Probabilistic Structure from Motion with Object (ICCV 2017)

The Visual Geometry and Modelling group has a strong expertise in geometry and 3D reconstruction. When I joined them in 2016, their recent efforts were aimed at merging their expertise in geometry with machine learning techniques to produce representations which can model both the structure (e.g. the 3D shape) and the semantic (e.g. object labels) of the scene.

SfMO: 3D localization and occupancy from 2D detections

A 2016 published VGM work showed that is is possible to recover ellipsoids, (the purple balloon) from a set of 2D object detections (the green ellipses). This method has been called Structure from Motion with Objects (SfMO) uses standard geometry techniques.
In practice, the mathematical formulation of SfMO uses standard geometry techniques in the flavour of the tomashi and kanade factorization.
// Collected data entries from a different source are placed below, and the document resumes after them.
PR #2946, opened 2023-05-03
mode/bookmark.lisp: list-bookmark shows initially closed sections (WIP)

shamazmazum:
Hi! I've noticed that `list-bookmarks` command shows bookmarks with initially expanded sections. This way it's very difficult to find the bookmark I actually need. I usually remember in what section the bookmark is, but cannot remember its name. Therefore I need to manually close each section with exception of one and search there.

IMHO, it's better for sections to be initially closed. On the other hand, it's hard to do `C-s s` this way. Is it a rationale for why sections are initially expanded? Maybe add a button which expands / collapses all sections? What do you think?

Also, I think `request-id` is not needed here. SBCL says the same when `list-bookmarks` is executed:
``` lisp
; in: LAMBDA ()
;     (SPINNERET:WITH-HTML-STRING
;       (:NSTYLE
;         (NYXT:STYLE
;          (NYXT:FIND-SUBMODE 'NYXT/BOOKMARK-MODE:BOOKMARK-MODE
;                             (NYXT:CURRENT-BUFFER))))
;       (:H1 "Bookmarks")
;       (COND
;        ((ZEROP (HASH-TABLE-COUNT NYXT/BOOKMARK-MODE::BOOKMARKS))
;         (:P (FORMAT NIL "No bookmarks in ~s." #)))
;        (T (MAPHASH (LAMBDA # #) NYXT/BOOKMARK-MODE::BOOKMARKS))))
; --> LET SB-INT:DX-LET LET LET SPINNERET:WITH-HTML LET PROGN COND IF
; --> THE MAPHASH LET* SB-KERNEL:%COERCE-CALLABLE-TO-FUN
; ==>
;   1
;
; caught STYLE-WARNING:
;   The variable NYXT/BOOKMARK-MODE::REQUEST-ID is defined but never used.
;
; compilation unit finished
```
So this binding is removed.


aartaka (approved):

aartaka:
@shamazmazum, did you want to add something else? Do I merge it? Sorry for rebasing over master (⌒_⌒;)

shamazmazum:
@aartaka If you think it's OK, you can merge it. I'll send a PR with collapse/expand button later then.

aartaka:
OK, merging then!

aartaka:
Merged as 28c6ad3324ee392b292503f1da4120c844a1774a, thanks!

PR #2908, opened 2023-04-18
Refactor search buffer (Follow up to #2529 and #2424) 

aadcg:
# Description

This PR follows the strategy started in #2424, but the implementation is completely new.

It fixes long standing issues, and goes beyond the features of the old `search-buffer` capabilities.

Closes #1204.
Closes #2504.
Closes #1555. 
Closes #1237.
Closes #1169.

# Discussion

Mention there any suspicious parts of the new code, or the ideas that you'd like to discuss in regards to this change.

# Checklist:
Everything in this checklist is required for each PR.  Please do not approve a PR that does not have all of these items.

- [x] Git hygiene:
  - I have pulled from master before submitting this PR
  - There are no merge conflicts.
- [x] I've added the new dependencies as:
  - ASDF dependencies,
  - Git submodules,
    ```sh
	cd /path/to/nyxt/checkout
    git submodule add https://gitlab.common-lisp.net/nyxt/py-configparser _build/py-configparser
    ```
  - and Guix dependencies.
- [x] My code follows the style guidelines for Common Lisp code. See:
  - [Norvig & Pitman's Tutorial on Good Lisp Programming Style (PDF)](https://www.cs.umd.edu/~nau/cmsc421/norvig-lisp-style.pdf)
  - [Google Common Lisp Style Guide](https://google.github.io/styleguide/lispguide.xml)
- [ ] I have performed a self-review of my own code.
- [ ] My code has been reviewed by at least one peer.  (The peer review to approve a PR counts.  The reviewer must download and test the code.)
- [ ] Documentation:
  - All my code has docstrings and `:documentation`s written in the aforementioned style.  (It's OK to skip the docstring for really trivial parts.)
  - I have updated the existing documentation to match my changes.
  - I have commented my code in hard-to-understand areas.
  - I have updated the `changelog.lisp` with my changes if it's anything user-facing (new features, important bug fix, compatibility breakage).
  - I have added a `migration.lisp` entry for all compatibility-breaking changes.
  - (If this changes something about the features showcased on Nyxt website) I have these changes described in the new/existing article at Nyxt website or will notify one of maintainters to do so.
- [ ] Compilation and tests:
  - My changes generate no new warnings.
  - I have added tests that prove my fix is effective or that my feature works.  (If possible.)
  - I ran the tests locally (`(asdf:test-system :nyxt)` and `(asdf:test-system :nyxt/gi-gtk)`) and they pass.

PR #2949, opened 2023-05-05
hint mode and search buffer mode must not share the same stylesheet

shamazmazum:
Hi! When you search for something with `seach-buffer` and then navigate with `follow-hint`, you get hints not shown as expected (it works also the other way around). This is because `nyxt/mode/hint` and `nyxt/mode/search-buffer` share the same stylesheet. This patch just renames stylesheets, so they can be used simultaneously.

This is what it looks like before the fix:
20230505_11h15m24s_grim

### DIFF
--- a/source/mode/hint.lisp
+++ b/source/mode/hint.lisp
@@ -158,7 +158,8 @@ For instance, to include images:
     (ps:chain element (remove-attribute "nyxt-hintable"))))
 
 (defun add-hints (&key selector (buffer (current-buffer)))
-  (add-stylesheet (style (find-submode 'hint-mode))
+  (add-stylesheet "nyxt-hint-stylesheet"
+                  (style (find-submode 'hint-mode))
                   buffer)
   (set-hintable-attribute selector)
   (update-document-model :buffer buffer)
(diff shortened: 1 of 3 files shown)


aadcg:
Thanks! This is indeed a bug that I've introduced in #2908. 

@aartaka, @jmercouris please review this PR, or I will next Tuesday.

P.S. @shamazmazum  хороший сайт)

aartaka:
Oh, it seems that we never clean up stylesheets from the page. I wonder if we should delete them, just as a hygienic thing.

Okay, that's a barely practical thought for some later time. This PR is absolutely sensible. Thanks @shamazmazum, I'm merging it!

aartaka:
Merged as 3986e57f45a9ac8bc30f51141b4bd0b590930568!

shamazmazum:
@aartaka Deleting stylesheets would be incorrect at least for `search-buffer`. For example, look at the screenshot. A search is over, but there are still hints left (`Goog` is highlighted). It should be OK to delete stylesheet after `remove-search-hints` though. Also `follow-hint` does not clean up `nyxt-hint` attributes after it's done. You can check it with `view-source` command after using `follow-hint`.

I cannot promise, but maybe I'll write a patch for cleaning stylesheets later.

20230505_14h37m22s_grim

aartaka:
@shamazmazum, you're right, no need to remove stylesheets!

PR #2954, opened 2023-05-10
renderer/gtk: Unexport some implementation-detail slots.

### LINKED ISSUE #1431: Overhaul user-classes

Ambrevar:
# Description

Fixes #1431.

# Checklist:

- [ ] Git hygiene:
  - ASDF dependencies,
  - Git submodules,
    ```sh
	cd /path/to/nyxt/checkout
    ```
  - and Guix dependencies.
- [ ] Documentation:
- [ ] Compilation and tests:

### DIFF
--- a/source/renderer/gtk.lisp
+++ b/source/renderer/gtk.lisp
@@ -64,7 +64,8 @@ See also the `web-contexts' slot."))
                              (make-context name :ephemeral-p ephemeral-p)))
 
 (define-class gtk-window ()
-  ((gtk-object)
+  ((gtk-object
+    :export t)                          ; TODO: Unexport?
    (handler-ids
     :documentation "See `gtk-buffer' slot of the same name.")
    (root-box-layout)
@@ -82,8 +83,7 @@ See also the `web-contexts' slot."))
    (message-view)
    (key-string-buffer))
   (:export-class-name-p t)
-  ;; TODO: Unexport?
-  (:export-accessor-names-p t))
+  (:export-accessor-names-p nil))
 
 (define-class gtk-buffer ()
   ((gtk-object)
@@ -95,6 +95,7 @@ When given the same context, multiple buffers share their internal browsing data
 `+default+' is the default context.
 `+internal+' is a context that's not persisted to disk.")
    (handler-ids
+    :export nil
     :documentation "Store all GObject signal handler IDs so that we can disconnect the signal handler when the object is finalised.
 See https://developer.gnome.org/gobject/stable/gobject-Signals.html#signal-memory-management.")
    (gtk-proxy-url (quri:uri ""))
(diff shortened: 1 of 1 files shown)


aadcg:
All good, but the tests seem to be failing.

Ambrevar:
Very strange:

```log
Component ASDF/USER::CL-GOBJECT-INTROSPECTION not found, required by #<NASDF-SYSTEM "nyxt/gi-gtk">
Error: Component ASDF/USER::CL-GOBJECT-INTROSPECTION not found, required by
       #<NASDF-SYSTEM "nyxt/gi-gtk">
```

Note that cl-colors2 is not fetched properly either.  Any idea what's going on?

aadcg:
@Ambrevar I can't reproduce any of the 2 problems that CI reports locally. Please ignore and push to master.

Ambrevar:
I've rerun the jobs.

aartaka (approved):

aadcg:
@Ambrevar re-running resulted in the same issue. 

We don't know what's going on (and we must find the root cause), but I don't think it's important right now, since the goal is to merge this PR.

The ellipses parameters are stacked in a matrix \(C\) where each \(C_{ij}\) block contains the 6 dimension vector of the object \(j\) detected in the image \(i\). And the factorization of this matrix enables to recover the parametrization of the cameras \(G_{i}\) and the ellipsoids.
Limitations: This method is mathetically exact but relies on some assumptions, among them: Let's highlight the induced limitations in the case of the narrow baseline between the points of view. Consider the following real example where the images are taken from a very similar point. If we check the estimated ellipsoids shown in red, we can see that their length in the direction of the camera axis shown is badly estimated. The problem is that this bad solution is optimal in the least square sense. Indeed, the reprojection of the ellipsoids, shown as red ellipses are very close to the reprojection of the GT, shown in green.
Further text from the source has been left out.